Today, when an approval request is submitted, it contains only the following information (example from the 16.5.17 release:
Repository: gravitational/teleport.e
Workflow name: Tag Build of gravitational/[email protected]
URL: https://github.com/gravitational/teleport.e/actions/runs/xxxxxxxxxxx
Environment: prod/build
Workflow run ID: xxxxxxxxxxx
Requester: fheinecke
This is enough to determine what version of the workflow, or ReleaseTeleport function, is being executed, but it does not provide any information whatsoever about what parameters were provided. There is no way to tell these two function calls apart from this information:
// Well-intentioned function call
ReleaseTeleport("gravitational/teleport", "v16.5.17", "v16.5.17", "prod/build")

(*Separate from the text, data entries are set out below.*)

PR #8171, opened 2022-03-17
quassel: Add version 0.14.0

SonaliBendre:
Closes #XXXX

Relates to #XXXX

### DIFF
--- a/bucket/quassel.json
+++ b/bucket/quassel.json
@@ -43,6 +43,7 @@
             "-c $dir\\config"
         ]
     ],
+    "persist": "config",
     "checkver": {
         "github": "https://github.com/quassel/quassel"
     },
--- a/bucket/quassel.json
+++ b/bucket/quassel.json
@@ -1,0 +1,49 @@
+{
+    "description": "Modern, cross-platform, distributed IRC client based on the Qt framework.",
+    "homepage": "https://quassel-irc.org",
+    "license": "GPL-2.0|GPL-3.0",
+    "version": "0.14.0",
+    "url": "https://quassel-irc.org/pub/quassel-windows-0.14.0.7z",
+    "hash": "sha256:5dbe003cd92e09aa243206ab09cc9193e49995708e275365091372b18299b2fb",
+    "autoupdate": {
+        "url": "https://quassel-irc.org/pub/quassel-windows-$version.7z"
+    },
+    "checkver": {
+        "github": "https://github.com/quassel/quassel"
+    },
+    "bin": [
+        [
+            "quassel.exe",
+            "quassel.exe",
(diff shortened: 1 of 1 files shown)


rashil2000:
- Order of fields not followed
- Outdated SPDX License identifier
- Is this a 32bit or 64bit app?
- Do all the binaries support commandline arguments?

bucket/quassel.json
```diff
@@ -0,0 +1,49 @@
+{
+    "description": "Modern, cross-platform, distributed IRC client based on the Qt framework.",
+    "homepage": "https://quassel-irc.org",
+    "license": "GPL-2.0|GPL-3.0",
```
issaclin32, line 4:
```suggestion
    "license": "GPL-2.0-or-later|GPL-3.0-or-later",
```
Check **"Identifier"** at https://spdx.org/licenses/

https://github.com/quassel/quassel/blob/master/gpl-3.0.txt has `or any later versions` in it, therefore it is `GPL-3.0-or-later`.

bucket/quassel.json
```diff
@@ -0,0 +1,49 @@
...
+    "version": "0.14.0",
+    "url": "https://quassel-irc.org/pub/quassel-windows-0.14.0.7z",
```
issaclin32, line 6: You can check the app is 32 or 64-bit using pelook (`scoop install pelook`)
If the app is 32-bit, then keep as it is (both 32-bit and 64-bit machine can run it)
If the app is 64-bit. then use
```
"architecture" {
    "64bit":  {
        "url": ...
        "hash": ...
    }
```

issaclin32:
`bin` is only needed if  (1) The app is supposed to run under command-line, or (2) The app supports command-line arguments.

You can either check [readme](https://github.com/quassel/quassel/blob/master/README.md) or read the source code on main program to find it out. In the case of *quassel*, there are some command-line arguments.
```
Once you've set up Quassel, you may:

Add more users: quasselcore --add-user
Change the password of an existing user: quasselcore --change-userpass=username
See all available options: quasselcore --help
```

issaclin32:
I updated the manifest because the author has not responded for a while.

**NOTES**:
* The app is built in 64-bit.
* **quassel** supports command-line args. See [ReadMe](https://github.com/quassel/quassel/blob/master/README.md) for example.
* *persist* is not needed because config is at `$Env:AppData\quassel-irc.org`. I tried tweaking some settings and creating profiles/connections, but `$dir\config` does not appear.

rashil2000 (changes requested):
We should wrap the `$dir\\config` part in double quotes to account for spaces in path

rashil2000 (approved):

// Malicious function call
ReleaseTeleport("gravitational/teleport", "my-malicious-branch-or-tag", "18.0.0", "prod/build")As alluded to above, the function accept enough parameters to allow a malicious function call to execute arbitrary code. This allows for not only the single build (and everything it depends on) to be compromised, but also everything that the workflow has access to (AWS infrastructure, long-lived secrets like GPG keys, Apple signing and notarization credentials, etc.).
This completely undermines the reason that the approval service was built for in the first place, and prevents it from providing any real security value. What currently exists today is the equivalent of a lock on a pair of doors - one of the doors may be locked and "secure", but the one next to it is open and unlocked.
To fix this, the approval service needs to record these parameters and make them available to reviewers.